İLK AKLA GELEN ORMANLAR 

Depremlerden zarar gören yurttaşların bir an önce evlerine kavuşması gerektiğinin altı çizilen açıklamada “Ancak bu yapılırken panikle ve aceleyle hareket edilmesi, bilimsel altyapısı oluşturulmadan kararlar alınması, ormanlar, meralar ve diğer ekosistemlerin zarar görmesine yol açabilecektir. Bu gibi durumlarda ilk akla gelen ormanlar ve meralar olması kabul edilemez. Orman alanları her türlü tesisin yapılmasına açılırken “kamu yararı” kavramına sığınılmaktadır. Oysa çeşitli mahkeme kararlarında bile tek başına ormanların varlığı üstün kamu yararı sayılmaktadır. “Kamu yararı” kavramı, TDK Güncel Sözlükte şu şekilde tanımlanmaktadır; ‘Devletin gereksinimlerine cevap veren ve bu ihtiyaçları karşılayan, topluma yarar sağlayan değerler bütünü, menafiiumumiye.’ Kanaatimizce İktidar, bu tanımın -işine gelen- ilk kısmını esas almıştır. ‘Devletin gereksinimlerine cevap veren ve bu ihtiyaçları karşılayan…’ ikinci kısmındaki ‘...topluma yarar sağlayan değerler bütünü…’ ne yazık ki görmezden gelinmiştir.! Ormanların farklı fonksiyonlarının topluma sağladığı değerlerin bütünü, ne yazıktır ki bir arsa değeri kadar önem taşımıyor” denildi. 

DİĞER AFETLERİN ÖNÜ AÇILIYOR

“Doğal afetlerin yarattığı sorunların kalıcı bir biçimde çözümlenmesi herkesin ortak arzusudur” şeklinde devam eden açıklamada şu ifadeler yer aldı: “Ancak hangi gerekçeyle olursa olsun aceleci, özellikle de plansız ve ben yaptım oldu dayatması kabul edilemez. Başta ormanlar, meralar olmak üzere diğer doğal ekosistemler, özellikle küresel iklim değişikliğine bağlı afetlerle mücadelenin en önemli unsurlarıdır.
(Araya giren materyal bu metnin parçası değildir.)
PR #25, opened 2026-09-01
feat: add RetrievalRelevanceScorer for RAG retrieval quality evaluation

### LINKED ISSUE #4: Add RAG and agent-specific evaluation metrics
It would be valuable to include first-class evaluation support for RAG and agentic systems. Useful areas could include retrieval relevance, context precision/recall, groundedness, citation correctness, tool-call accuracy, task completion, trajectory quality, and agent policy compliance.

Zeming-Yuan:
Closes #4 (retrieval relevance track)

Adds `RetrievalRelevanceScorer`, an LLM-as-a-Judge scorer that evaluates
whether each retrieved context chunk is relevant to the user query. Designed
for RAG retrieval quality evaluation alongside the existing `GroundednessScorer`.

**Design:**
- Context string contains multiple chunks separated by `---`
- Judge assigns per-chunk relevance verdicts (`relevant`, `partially_relevant`, `irrelevant`)
- Overall score on the 0-3 compliance scale, normalized to 0-1
- Follows established conventions: behavioral-refusal rows return `assessed=False`,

Deprem bölgesinde sadece depreme dirençli değil, diğer afetlere de dirençli ve aynı zamanda kentlerin kültürel, tarihi ve ekolojik özelliklerini yansıtan bir anlayışla kentler kurulmalıdır. Bu da bilim ve ortak akılla hareket edilmesi ile mümkündür. Bir afetin yaraları sarılırken diğer afetlerin önü açılmamalıdır.” 

TMMOB, kararnamelerin “kaş yapılırken göz çıkaracak” uygulamalara yol açacağını savundu.